Partners hands together teamwork

Timing is everything – whether you’re baking a cake, trying to hop on a moving merry go-round (do those still exist?), or figuring out how to replace a crumbling but heavily used bridge.

Some might look at the changes happening since January 20 and wonder how our NW Rural Investment Strategy team will be able to successfully complete our pilot community projects with the uncertainty surrounding federal funding programs. Or the decrease in staff to effectively manage those programs.

As we meet with the mayors of these pilot communities (which we anticipate announcing before the end of the month as the last few councils approve their MOUs), this new federal landscape does cause concern, as does the state’s current budget deficit.

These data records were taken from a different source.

PR #290, opened 2022-07-18
Add mDNS configuration

altonen:


node/src/options.rs
```diff
@@ -79,6 +79,14 @@ pub struct RunOptions {
     #[clap(long)]
     pub p2p_outbound_connection_timeout: Option<u64>,
 
+    /// Enable multicast DNS peer discovery
+    #[clap(long)]
+    pub enable_mdns: Option<bool>,
```
stanislav-tkach, line 84: I would rather use `p2p_enable_mdns` here. It isn't ideal, but as the command line options aren't hierarchical it makes sense to use prefixes for subsystems-related options.

node/src/options.rs
```diff
@@ -79,6 +79,14 @@ pub struct RunOptions {
...
+
+    /// Interval (in milliseconds) at which to poll the network for new peers.
+    #[clap(long)]
+    pub mdns_query_interval: Option<u64>,
```
stanislav-tkach, line 88: Same here.

stanislav-tkach (approved):

p2p/src/net/libp2p/discovery/mdns.rs
```diff
@@ -38,9 +38,15 @@ pub enum Mdns {
 }
 
 impl Mdns {
-    pub async fn new(enabled: bool) -> Self {
+    pub async fn new(enabled: bool, query_interval: u64) -> Self {
```
TheQuantumPhysicist, line 41: It's probably better to pass the argument here as a Duration, so that no ambiguity about units happen. I understand that the argument is a number, but the argument has to identify the unit, and then there should be a proper conversion there to this function as a Duration. That's probably the cleanest solution to time issues.

p2p/src/net/libp2p/discovery/mdns.rs
```diff
@@ -38,9 +38,15 @@ pub enum Mdns {
...
         if enabled {
-            match mdns::Mdns::new(Default::default()).await {
+            match mdns::Mdns::new(mdns::MdnsConfig {
+                ttl: Default::default(),
+                query_interval: std::time::Duration::from_millis(query_interval),
+                enable_ipv6: Default::default(),
```
TheQuantumPhysicist, line 46: IPv6 should also be optional

p2p/src/net/libp2p/discovery/mdns.rs
```diff
@@ -96,7 +102,7 @@ mod tests {
 
     #[tokio::test]
     async fn mdns_disabled() {
-        let mdns = Mdns::new(false).await;
+        let mdns = Mdns::new(false, 0).await;
```
TheQuantumPhysicist, line 105: What does 0 mean? If I understand correctly, 0 has no effect because mdns is disabled. I would rather then see an `Option<Duration>` or `Option<Settings>` instead of values with no effect.

p2p/src/net/libp2p/tests/frontend.rs
```diff
@@ -307,9 +291,11 @@ async fn test_connect_with_timeout() {
     let config = Arc::new(common::chain::config::create_mainnet());
     let (mut service, _, _) = Libp2pService::start(
         test_utils::make_libp2p_addr(),
-        &[],
         config,
-        Duration::from_secs(2),
+        Arc::new(config::P2pConfig {
+            outbound_connection_timeout: 2,
+            ..Default::default()
```
TheQuantumPhysicist, line 297: No `..` please.

p2p/src/net/libp2p/discovery/mdns.rs
TheQuantumPhysicist: Btw, a separate enum would be better than Option.

TheQuantumPhysicist (approved):
Looks good except for the minor stuff I mentioned.

node/src/options.rs
altonen: I was debating between whether the p2p prefix should or should not be here. It's really inconvenient if it has to be added for each flag even if there will be no conflict, just like ike in this case. For example, `max_orphan_blocks` is unambiguous just like `mdns_query_interval` whereas `addr` isnt.

p2p/src/net/libp2p/discovery/mdns.rs
altonen: `std::time::Duration` will convey as little information about the units used when reading the code but now the conversion is not happening here but at the call site (or probably when the argument is parsed).

p2p/src/net/libp2p/tests/frontend.rs
altonen: these are tests

p2p/src/net/libp2p/tests/mdns.rs
```diff
@@ -27,17 +30,25 @@ use test_utils::make_libp2p_addr;
 async fn test_discovered_and_expired() {
     let (mut backend1, _, _conn_rx, _, _) = make_libp2p(
         common::chain::config::create_mainnet(),
+        Arc::new(config::P2pConfig {
+            enable_mdns: true,
+            mdns_query_interval: 200,
+            ..Default::default()
```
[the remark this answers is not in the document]
altonen: these too

p2p/src/net/libp2p/discovery/mdns.rs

However, none of the political, economic or financial turmoil changes the fact that rural communities are struggling under the weight of their infrastructure, public safety and community challenges. Federal changes are going to acutely impact rural communities and residents, and so far, it appears, not in a positive way. The potential loss of infrastructure funding, layoffs, decreased funding for food banks, rural hospitals and now rural banks – everything will be affected in some way. And rural communities will feel these losses and their ripple effects more severely.

But with systemic upheaval comes the forced opportunity to do things differently, to see problems, and especially solutions, from a different vantage point. One of the great strengths of the NW Rural Investment Strategy is the deliberate involvement of private and philanthropic capital entities. As anyone working in rural communities already knows, federal funding is seldom the only resource needed to complete a project, and those funds trigger an avalanche of paperwork and requirements.

So as we begin working in these pilot communities, we will reach out to potential private and philanthropic partners often to seek their input and ideas to craft new solutions that work with each town’s unique situation. We must be creative. We will need to do things differently to be effective, because, frankly, the needs cannot be frozen and dealt with later when circumstances are better.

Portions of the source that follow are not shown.